We add this as a static member to TypePack:
template <class... Ts>
struct TypePack : std::type_identity<TypePack<Ts...>> {
// ...
template <class T>
static constexpr size_t index_of = details::TypePackIndexOf<T, TypePack>::value;
};
And the implementation logic:
template <class T, class Pack>
struct TypePackIndexOf;
// Base Case: Pack is empty, type not found. Return MAX_SIZE_T.
template <class T>
struct TypePackIndexOf<T, TypePack<>> :
std::integral_constant<size_t, std::numeric_limits<size_t>::max()> {};
// Match Case: The head of the pack matches T. Index is 0.
template <class T, class... Ts>
struct TypePackIndexOf<T, TypePack<T, Ts...>> :
std::integral_constant<size_t, 0> {};
// Recursive Step: Head does not match. Check the tail.
template <class T, class TFirst, class... Ts>
struct TypePackIndexOf<T, TypePack<TFirst, Ts...>> :
std::integral_constant<size_t,
TypePackIndexOf<T, TypePack<Ts...>>::value == std::numeric_limits<size_t>::max()
? std::numeric_limits<size_t>::max()
: TypePackIndexOf<T, TypePack<Ts...>>::value + 1
> {};
3. Uniqueness: The unique Transformation
When automatically generating types (e.g., deducing return types from a set of functions), you often end up with duplicates. To resolve ambiguity, you need to reduce the pack to a set of unique types.

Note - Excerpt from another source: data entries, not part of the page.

PR #132, opened 2018-01-25
Add court postcode screener

aldavidson:
Add a simple screening question as the first 'screener' -  all suggestions on copy wording, design of the form, and workflow are very welcome! 

The entered postcodes are then checked against the Courtfinder API for the 'Children' area of law, and matched against a list of courts taking part in this service. If at least one is found, the user can continue. If not, they are shown a 'sorry, you are ineligible' page (again, please suggest improvements for the copy)


app/forms/steps/postcode_screen/children_postcodes_form.rb
```diff
@@ -0,0 +1,19 @@
+module Steps
+  module PostcodeScreen
+    class ChildrenPostcodesForm < BaseForm
+      include SingleQuestionForm
```
zheileman: You can remove this include, as the `SingleQuestionForm` is only intended for steps with a Yes/No question, but as this step is a text area, it doesn't apply really.
And once you remove it, instead of using `record_to_persist`, you have to use `c100_application`
Take this other form object as an example as it should be almost identical: https://github.com/ministryofjustice/c100-application/blob/master/app/forms/steps/application/details_form.rb

app/views/steps/postcode_screen/error_but_continue/show.html.erb
```diff
@@ -0,0 +1,18 @@
...
+    <%= step_header %>
+
+    <h1 class="heading-xlarge gv-u-heading-xxlarge"><%=t '.heading' %></h1>
+
+    <p class="lede"><%=t '.lead_text' %></p>
+
+    <!-- TODO: Add the copy needed, and adapt the button linking to another step -->
+
+    <div class="xform-group form-submit">
+      <%= link_to t('.go_back'), edit_steps_postcode_screen_children_postcodes_path, class: 'link-back link-button' %>
```
zheileman: Wouldn't be better to just use the 'back' link we have in the header in all the steps? `<%= step_header %>`

app/services/courtfinder_api.rb
```diff
@@ -0,0 +1,43 @@
+require 'json'
+require 'open-uri'
+
+class CourtfinderAPI
```
zheileman: Can you put this service inside the namespace `C100App`? That way, mutant will get to test it automatically (anything inside the `C100App` namespace gets mutant-tested).

app/services/court_postcode_checker.rb
```diff
@@ -0,0 +1,33 @@
+require 'courtfinder_api'
+
+class CourtPostcodeChecker
```
zheileman: Can you put this service inside the namespace C100App? That way, mutant will get to test it automatically (anything inside the C100App namespace gets mutant-tested).

app/forms/steps/postcode_screen/children_postcodes_form.rb
aldavidson: done

app/controllers/steps/postcode_screen_step_controller.rb
```diff
@@ -0,0 +1,9 @@
+module Steps
+  class PostcodeScreenStepController < StepController
+    private
+
+    def decision_tree_class
+      C100App::PostcodeScreenDecisionTree
```
zheileman: I've realised that what we probably want is a "Screener" task, with many steps, as the screener will be composed of multiple steps, not only the postcode step. That way we have a single decision tree handling all the screener logic.

digitalronin: That's true, but we do also need a separate postcode step for near the end of the process, when we tell the user where they need to send their printed application.

zheileman: So the way I understand it, is a Task screener, composed of N-steps, one of them being the postcode 'whitelisting', and if the postcode passes our whitelist/rules for the pilot, we have it already stored in DB and by the end of the process (granting the rest of the screening questions were successful), based on this postcode, we show the correct instructions. But there is no separate step for postcode at the end, is just the 'Completion' step, with instructions.

app/services/court_postcode_checker.rb
aldavidson: done

app/services/courtfinder_api.rb
aldavidson: done

app/views/steps/postcode_screen/error_but_continue/show.html.erb
aldavidson: sure -  I went for the second explicit link as the copy is implying a choice between two possible actions, so presenting the options next to each other seemed to make sense. I've taken it out now though.

app/controllers/steps/postcode_screen_step_controller.rb
aldavidson: my thinking was that in the Completion step, you'd have something like:

What to do now
===========
Print the form, sign it, and post it to:

<the appropriate court address>

(button: Print the form)

zheileman:
Hi Al. I'm approving the PR as it is only pending some mutant tests failures 👍  Once that's solved you can go ahead and merge it. Remember you can run mutant on individual files, for example:
`bundle exec rake mutant Steps::PostcodeScreen::ChildrenPostcodesForm`
or you can run the whole project with `bundle exec rake mutant all`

This implementation relies on the TypePackRemove utility we built in Part 6. The strategy is "Filter and Conserve":
Take the first type
T.Remove all occurrences of
Tfrom the rest of the pack.Recurse on the now-filtered tail.
Prepend
Tback to the result.
This ensures order is preserved while duplicates are eliminated.
// Public Alias
template <IsSpecializationOf<TypePack> Pack>
using type_pack_unique_t = details::TypePackUnique<Pack>::type;
// Implementation
template <class Pack>
struct TypePackUnique;
// Base Case: Empty pack is already unique
template <>
struct TypePackUnique<TypePack<>> : std::type_identity<TypePack<>> {};
// Recursive Step
template <class T, class... Ts>
struct TypePackUnique<TypePack<T, Ts...>> :
TypePackInsertAtFirstPosition<
T,
// 1. Remove T from the tail (Ts...)
// 2. Compute Unique on that filtered tail
typename TypePackUnique<
typename TypePackRemove<T, TypePack<Ts...>>::type
>::type
> {};
Validation
We verify our set operations with a suite of tests covering existence, valid/invalid indices, and duplicate removal.
C++
// 1. Testing Contains
TEST(TypePackTests, Contains)
{
using Pack = TypePack<int, long, double, char>;
static_assert(Pack::contains<int>);
static_assert(Pack::contains<double>);
static_assert(!Pack::contains<char8_t>); // Not in pack
// Edge case: Empty pack
static_assert(!TypePack<>::contains<int>);
}
// 2. Testing IndexOf
TEST(TypePackTests, IndexOf)
{
using Pack = TypePack<int, long, double, char>;
static_assert(Pack::index_of<int> == 0);
static_assert(Pack::index_of<double> == 2);
static_assert(Pack::index_of<char> == 3);
// Not found returns MAX
static_assert(Pack::index_of<char8_t> == std::numeric_limits<size_t>::max());
static_assert(TypePack<>::index_of<int> == std::numeric_limits<size_t>::max());
}
// 3. Testing Unique
TEST(TypePackTests, Unique)
{
// Input contains duplicates of int, long, and char
using Pack = TypePack<int, long, int, char, long, long, char, char8_t>;
using Expected = TypePack<int, long, char, char8_t>;
static_assert(std::is_same_v<type_pack_unique_t<Pack>, Expected>);
// Already unique packs remain unchanged
static_assert(std::is_same_v<type_pack_unique_t<TypePack<int>>, TypePack<int>>);
static_assert(std::is_same_v<type_pack_unique_t<TypePack<>>, TypePack<>>);
}
Conclusion
With the addition of contains, index_of, and unique, our TypePack has evolved into a fully functional compile-time container. We can now treat variadic templates not just as a list of arguments, but as a searchable, indexable, and distinct set of types.
You can explore the full source code for the library on GitHub, including the implementation details and the comprehensive test suite.
This concludes our deep dive into the core implementation of TypePack. By combining structural manipulation (Concat, Slice) with introspective logic (Find, Unique), we have built a library capable of handling complex C++ metaprogramming tasks with clean, readable syntax.